Supplied data:

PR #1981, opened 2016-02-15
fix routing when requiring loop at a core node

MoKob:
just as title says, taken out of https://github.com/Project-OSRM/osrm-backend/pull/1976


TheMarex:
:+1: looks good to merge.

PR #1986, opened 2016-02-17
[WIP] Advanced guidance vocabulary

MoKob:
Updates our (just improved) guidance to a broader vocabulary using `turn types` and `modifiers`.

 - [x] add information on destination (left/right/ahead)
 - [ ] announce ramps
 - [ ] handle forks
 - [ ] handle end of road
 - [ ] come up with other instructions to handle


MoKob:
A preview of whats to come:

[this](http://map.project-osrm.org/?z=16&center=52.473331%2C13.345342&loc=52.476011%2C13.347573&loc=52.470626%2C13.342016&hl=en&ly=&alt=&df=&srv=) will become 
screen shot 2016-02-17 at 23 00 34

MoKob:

--

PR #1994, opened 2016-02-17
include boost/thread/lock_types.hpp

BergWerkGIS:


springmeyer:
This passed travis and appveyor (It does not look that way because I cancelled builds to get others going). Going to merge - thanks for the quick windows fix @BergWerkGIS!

--

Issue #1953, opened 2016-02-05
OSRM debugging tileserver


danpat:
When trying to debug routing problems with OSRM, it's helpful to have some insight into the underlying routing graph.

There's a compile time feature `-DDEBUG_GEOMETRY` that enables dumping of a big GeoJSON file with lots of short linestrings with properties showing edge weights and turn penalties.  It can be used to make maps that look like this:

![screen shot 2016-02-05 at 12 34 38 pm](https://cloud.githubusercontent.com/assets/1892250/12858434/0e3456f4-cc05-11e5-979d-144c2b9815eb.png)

Work item:
Look above for the line containing "PR #1981, opened 2016-02-15" and the line containing "- [x] add information". Transcribe both, with the lines between them, exactly.

Written answer:
PR #1981, opened 2016-02-15
fix routing when requiring loop at a core node

MoKob:
just as title says, taken out of https://github.com/Project-OSRM/osrm-backend/pull/1976


TheMarex:
:+1: looks good to merge.

PR #1986, opened 2016-02-17
[WIP] Advanced guidance vocabulary

MoKob:
Updates our (just improved) guidance to a broader vocabulary using `turn types` and `modifiers`.

 - [x] add information on destination (left/right/ahead)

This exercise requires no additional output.